If a line in the data has the string "first", please show it.

[LISTED RECORDS Boundary: Start]

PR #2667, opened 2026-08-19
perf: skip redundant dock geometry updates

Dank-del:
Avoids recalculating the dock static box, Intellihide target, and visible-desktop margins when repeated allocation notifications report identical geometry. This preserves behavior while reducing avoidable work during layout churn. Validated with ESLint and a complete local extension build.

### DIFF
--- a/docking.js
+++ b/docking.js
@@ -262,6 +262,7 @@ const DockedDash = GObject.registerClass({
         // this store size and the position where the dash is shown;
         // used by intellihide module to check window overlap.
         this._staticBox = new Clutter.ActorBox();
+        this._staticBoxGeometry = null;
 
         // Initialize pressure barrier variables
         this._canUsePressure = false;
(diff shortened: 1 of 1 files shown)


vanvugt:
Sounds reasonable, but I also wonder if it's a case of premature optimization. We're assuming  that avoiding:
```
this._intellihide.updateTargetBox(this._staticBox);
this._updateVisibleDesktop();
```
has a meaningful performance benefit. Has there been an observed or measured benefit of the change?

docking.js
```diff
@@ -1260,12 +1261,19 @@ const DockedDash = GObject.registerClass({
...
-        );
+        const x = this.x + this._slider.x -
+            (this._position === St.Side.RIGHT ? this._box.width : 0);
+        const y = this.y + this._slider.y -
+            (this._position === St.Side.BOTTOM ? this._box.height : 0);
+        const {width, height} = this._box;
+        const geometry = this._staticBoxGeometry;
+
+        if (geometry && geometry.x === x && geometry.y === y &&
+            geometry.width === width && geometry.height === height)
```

[LISTED RECORDS Boundary: End]
[LISTED RECORDS Boundary: Start]

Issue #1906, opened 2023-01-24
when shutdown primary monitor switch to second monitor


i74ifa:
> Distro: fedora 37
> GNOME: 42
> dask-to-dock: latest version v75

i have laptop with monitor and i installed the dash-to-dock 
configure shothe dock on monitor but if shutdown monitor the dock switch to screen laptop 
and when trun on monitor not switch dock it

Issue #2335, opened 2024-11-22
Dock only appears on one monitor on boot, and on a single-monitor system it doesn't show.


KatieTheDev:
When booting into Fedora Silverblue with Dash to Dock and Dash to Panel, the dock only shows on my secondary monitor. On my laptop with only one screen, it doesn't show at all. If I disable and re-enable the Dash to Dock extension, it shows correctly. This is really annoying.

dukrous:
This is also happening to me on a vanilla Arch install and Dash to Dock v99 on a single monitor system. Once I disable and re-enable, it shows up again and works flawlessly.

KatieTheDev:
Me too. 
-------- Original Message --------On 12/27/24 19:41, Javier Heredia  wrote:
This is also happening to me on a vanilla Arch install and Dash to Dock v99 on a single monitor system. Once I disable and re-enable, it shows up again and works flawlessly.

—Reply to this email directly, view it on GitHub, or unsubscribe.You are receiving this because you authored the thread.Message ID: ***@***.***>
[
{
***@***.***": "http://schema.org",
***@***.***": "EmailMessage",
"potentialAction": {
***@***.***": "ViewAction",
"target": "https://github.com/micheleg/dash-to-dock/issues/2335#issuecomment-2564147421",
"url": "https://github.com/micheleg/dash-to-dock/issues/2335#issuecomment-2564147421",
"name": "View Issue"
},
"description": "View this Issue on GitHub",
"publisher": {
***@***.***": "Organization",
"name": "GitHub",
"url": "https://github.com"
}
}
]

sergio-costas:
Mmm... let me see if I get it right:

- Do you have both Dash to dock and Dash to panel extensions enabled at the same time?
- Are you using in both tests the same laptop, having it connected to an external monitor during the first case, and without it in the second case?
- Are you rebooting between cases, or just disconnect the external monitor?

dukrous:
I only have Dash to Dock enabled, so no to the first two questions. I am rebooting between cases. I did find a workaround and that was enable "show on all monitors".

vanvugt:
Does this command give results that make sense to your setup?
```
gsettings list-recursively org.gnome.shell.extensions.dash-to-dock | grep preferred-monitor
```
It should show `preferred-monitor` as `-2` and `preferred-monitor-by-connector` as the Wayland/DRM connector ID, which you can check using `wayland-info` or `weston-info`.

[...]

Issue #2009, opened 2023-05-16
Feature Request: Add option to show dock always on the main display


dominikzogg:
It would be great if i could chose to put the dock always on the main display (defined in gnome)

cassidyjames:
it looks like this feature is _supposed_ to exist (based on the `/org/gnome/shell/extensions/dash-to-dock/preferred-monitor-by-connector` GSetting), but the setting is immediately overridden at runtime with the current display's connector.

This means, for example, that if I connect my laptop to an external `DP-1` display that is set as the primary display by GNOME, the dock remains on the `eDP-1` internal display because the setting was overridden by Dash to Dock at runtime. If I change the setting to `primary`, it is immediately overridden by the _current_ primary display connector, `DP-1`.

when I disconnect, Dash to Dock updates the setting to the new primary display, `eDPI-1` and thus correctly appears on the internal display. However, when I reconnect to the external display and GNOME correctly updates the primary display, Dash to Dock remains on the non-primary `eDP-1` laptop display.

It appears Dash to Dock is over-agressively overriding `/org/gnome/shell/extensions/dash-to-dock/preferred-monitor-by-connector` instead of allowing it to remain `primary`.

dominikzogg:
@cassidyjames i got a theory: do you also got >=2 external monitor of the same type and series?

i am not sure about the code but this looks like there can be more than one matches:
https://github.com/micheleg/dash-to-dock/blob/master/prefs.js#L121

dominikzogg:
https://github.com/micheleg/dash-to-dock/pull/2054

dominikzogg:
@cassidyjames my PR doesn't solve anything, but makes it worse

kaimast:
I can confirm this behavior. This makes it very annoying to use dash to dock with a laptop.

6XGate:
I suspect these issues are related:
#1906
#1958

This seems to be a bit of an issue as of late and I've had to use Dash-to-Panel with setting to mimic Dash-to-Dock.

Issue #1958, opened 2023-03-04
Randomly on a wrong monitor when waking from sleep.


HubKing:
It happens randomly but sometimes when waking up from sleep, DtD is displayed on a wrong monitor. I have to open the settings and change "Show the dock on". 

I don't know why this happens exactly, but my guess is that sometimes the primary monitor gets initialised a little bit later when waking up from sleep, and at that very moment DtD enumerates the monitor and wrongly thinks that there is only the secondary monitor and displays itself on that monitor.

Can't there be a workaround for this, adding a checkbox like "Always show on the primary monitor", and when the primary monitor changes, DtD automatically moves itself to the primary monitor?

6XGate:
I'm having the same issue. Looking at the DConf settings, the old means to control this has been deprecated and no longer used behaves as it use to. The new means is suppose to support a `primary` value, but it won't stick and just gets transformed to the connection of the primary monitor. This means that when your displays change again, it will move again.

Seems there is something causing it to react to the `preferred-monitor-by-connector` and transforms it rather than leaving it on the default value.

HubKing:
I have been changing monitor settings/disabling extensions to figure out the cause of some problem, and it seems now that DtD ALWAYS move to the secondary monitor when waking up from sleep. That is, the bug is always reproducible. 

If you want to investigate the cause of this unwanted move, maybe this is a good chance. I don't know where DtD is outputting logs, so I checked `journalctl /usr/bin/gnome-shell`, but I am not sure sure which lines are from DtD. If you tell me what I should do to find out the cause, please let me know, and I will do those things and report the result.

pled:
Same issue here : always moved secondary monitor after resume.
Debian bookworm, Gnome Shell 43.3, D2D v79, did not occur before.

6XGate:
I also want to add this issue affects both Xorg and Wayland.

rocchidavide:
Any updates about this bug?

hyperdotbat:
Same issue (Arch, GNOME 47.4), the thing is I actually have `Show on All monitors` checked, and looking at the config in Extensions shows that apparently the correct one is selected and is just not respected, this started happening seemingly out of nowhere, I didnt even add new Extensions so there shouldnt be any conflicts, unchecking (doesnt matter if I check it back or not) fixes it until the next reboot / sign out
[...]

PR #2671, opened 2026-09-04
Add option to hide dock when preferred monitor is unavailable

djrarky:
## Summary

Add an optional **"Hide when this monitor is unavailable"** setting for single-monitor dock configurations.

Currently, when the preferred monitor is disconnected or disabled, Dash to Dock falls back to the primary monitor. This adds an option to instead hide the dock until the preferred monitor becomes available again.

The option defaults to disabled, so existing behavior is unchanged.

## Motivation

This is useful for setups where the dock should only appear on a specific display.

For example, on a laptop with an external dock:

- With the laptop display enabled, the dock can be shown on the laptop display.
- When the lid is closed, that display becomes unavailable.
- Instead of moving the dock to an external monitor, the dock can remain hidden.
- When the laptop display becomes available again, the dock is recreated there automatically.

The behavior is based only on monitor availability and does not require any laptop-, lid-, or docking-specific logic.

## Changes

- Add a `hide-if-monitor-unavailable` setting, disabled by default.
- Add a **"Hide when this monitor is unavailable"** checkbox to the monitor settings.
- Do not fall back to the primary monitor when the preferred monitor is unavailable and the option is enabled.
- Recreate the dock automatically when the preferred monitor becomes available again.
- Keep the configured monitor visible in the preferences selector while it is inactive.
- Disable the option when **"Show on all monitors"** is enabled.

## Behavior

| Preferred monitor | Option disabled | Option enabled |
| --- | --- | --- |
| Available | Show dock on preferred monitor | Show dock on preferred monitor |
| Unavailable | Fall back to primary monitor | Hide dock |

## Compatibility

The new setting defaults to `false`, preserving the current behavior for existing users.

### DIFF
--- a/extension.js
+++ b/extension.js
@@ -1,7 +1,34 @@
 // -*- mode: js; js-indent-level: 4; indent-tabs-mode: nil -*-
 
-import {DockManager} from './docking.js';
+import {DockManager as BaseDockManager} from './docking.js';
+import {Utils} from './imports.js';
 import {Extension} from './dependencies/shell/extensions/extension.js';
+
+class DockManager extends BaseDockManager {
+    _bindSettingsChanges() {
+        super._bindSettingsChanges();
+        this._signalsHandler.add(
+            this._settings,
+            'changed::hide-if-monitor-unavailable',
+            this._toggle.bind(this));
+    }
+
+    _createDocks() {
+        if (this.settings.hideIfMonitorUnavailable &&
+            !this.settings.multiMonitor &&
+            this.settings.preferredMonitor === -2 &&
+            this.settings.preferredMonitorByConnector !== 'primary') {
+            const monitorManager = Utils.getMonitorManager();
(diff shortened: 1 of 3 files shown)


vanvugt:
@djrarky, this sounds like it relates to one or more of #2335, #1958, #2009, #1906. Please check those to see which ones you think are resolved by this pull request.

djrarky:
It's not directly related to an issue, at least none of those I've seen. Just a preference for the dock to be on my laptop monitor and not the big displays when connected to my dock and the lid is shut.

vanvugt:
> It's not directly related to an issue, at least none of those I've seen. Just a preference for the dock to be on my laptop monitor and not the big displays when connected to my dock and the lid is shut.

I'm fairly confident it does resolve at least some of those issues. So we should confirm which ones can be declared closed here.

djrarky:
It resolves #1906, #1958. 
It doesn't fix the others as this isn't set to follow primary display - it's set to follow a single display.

[LISTED RECORDS Boundary: End]

▶ ANSWER TO THIS EXERCISE:
- Are you using in both tests the same laptop, having it connected to an external monitor during the first case, and without it in the second case?
I only have Dash to Dock enabled, so no to the first two questions. I am rebooting between cases. I did find a workaround and that was enable "show on all monitors".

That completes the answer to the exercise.